== Task directions ==
Check every line below for the string "shape". Copy the ones that have it.

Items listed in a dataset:
PR #3151, opened 2026-09-07
fix(servers): share push-trigger deduplication across five providers

### LINKED ISSUE #3118: Push-trigger dedupe exists only in the GitHub app; extract push_trigger_slot() into servers/utils.py for the other four servers
### What

Only the GitHub app dedupes push-triggered runs. `pr_agent/servers/github_app.py:270-301` (`handle_push_trigger_for_new_commits`) keeps a per-PR counter (`setdefault(api_url, 0)` at :270), caps concurrency with `max_active_tasks` (:271), waits on an `asyncio.Condition` (:290) and releases the slot in `finally` (:299-301). The other four push handlers start the run with none of it: `gitlab_webhook.py:379` (the push branch of `handle_request`, :366-379), `gitea_app.py:109` (:101-109), `bitbucket_app.py:386` (:376-386), `bitbucket_server_webhook.py:189` (guard at :164-186, queued at :189, run at :200). Grepping those four files for `Condition`, `Semaphore`, `setdefault`, `max_active_tasks` and `ttl` returns nothing. The dedupe knobs `push_trigger_pending_tasks_backlog` and `push_trigger_pending_tasks_ttl` exist only under `[github_app]` in `pr_agent/settings/configuration.toml`; `[gitlab]` and `[gitea]` carry only `handle_push_trigger` and `push_commands`.

### Why it is worth fixing

A burst of pushes to one MR on GitLab, Gitea or either Bitbucket starts one full run per push, with nothing collapsing the backlog or bounding concurrency. It is the same gap that #2826 (fixed by #2827, leaked dedupe slot) and #2260 and #2684 (fixed by #2274 and #2685, `DefaultDictWithTimeout`) closed for GitHub alone.

### Proposed shape

Extract an async context manager `push_trigger_slot(key, *, allow_backlog, ttl)` into `pr_agent/servers/utils.py` beside `DefaultDictWithTimeout` (:81), owning the counter and the `asyncio.Condition`. Callers become `async with push_trigger_slot(pr_url) as proceed:`. GitHub is the first caller, behaviour unchanged and already pinned by `tests/unittest/test_github_app_timeout_core.py:473-608` (`TestPushTriggerDedupe`); the four other servers adopt it. SHA extraction, merge-commit and bot detection, Bitbucket's timestamp heuristic (`_validate_time_from_last_commit_to_pr_update`, `bitbucket_app.py:123-179`) and the settings namespaces stay provider-specific. About 40 lines plus four call sites closes four gaps; a GitLab-only copy would be about 30 lines and close one. `azuredevops_server_webhook.py` has no push handler and there is no Gerrit push webhook, so both are out of scope.

Open #2952 threads `should_stop_auto_commands()` from `servers/utils.py` through every server module, the same shape; the two will collide textually in `_perform_commands_gitlab` and `servers/utils.py`, so whichever lands second rebases.

Refs #2827.

CunjieLee:
## Summary

Previously, only the GitHub app deduplicated push-triggered runs. GitLab, Gitea, Bitbucket Cloud, and Bitbucket Server started a separate run for every push.

This PR extracts `push_trigger_slot()` into `servers/utils.py` and integrates all five providers. It allows one running task per PR and, when backlog is enabled, one pending task to process subsequent pushes.

## Changes

- Retain GitHub's existing configuration. Use `allow_backlog=True` and `ttl=300` for the other four providers without adding configuration.
- Validate Bitbucket Cloud push events before queueing, preventing a pending run from being rejected when newer commits arrive.
- Release slots on exceptions and cancellation.
- Harden the existing TTL behavior: active queues survive cache expiry and TTL changes; TTL applies to idle cached state.
- Add regression tests for provider integration, backlog collapsing, cancellation, exceptions, PR isolation, TTL behavior, and consecutive Bitbucket pushes.

Provider-specific event filtering remains in the corresponding servers. Deduplication remains process-local. Azure DevOps and Gerrit are unchanged.

## Validation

== Task solution ==
### Proposed shape
Open #2952 threads `should_stop_auto_commands()` from `servers/utils.py` through every server module, the same shape; the two will collide textually in `_perform_commands_gitlab` and `servers/utils.py`, so whichever lands second rebases.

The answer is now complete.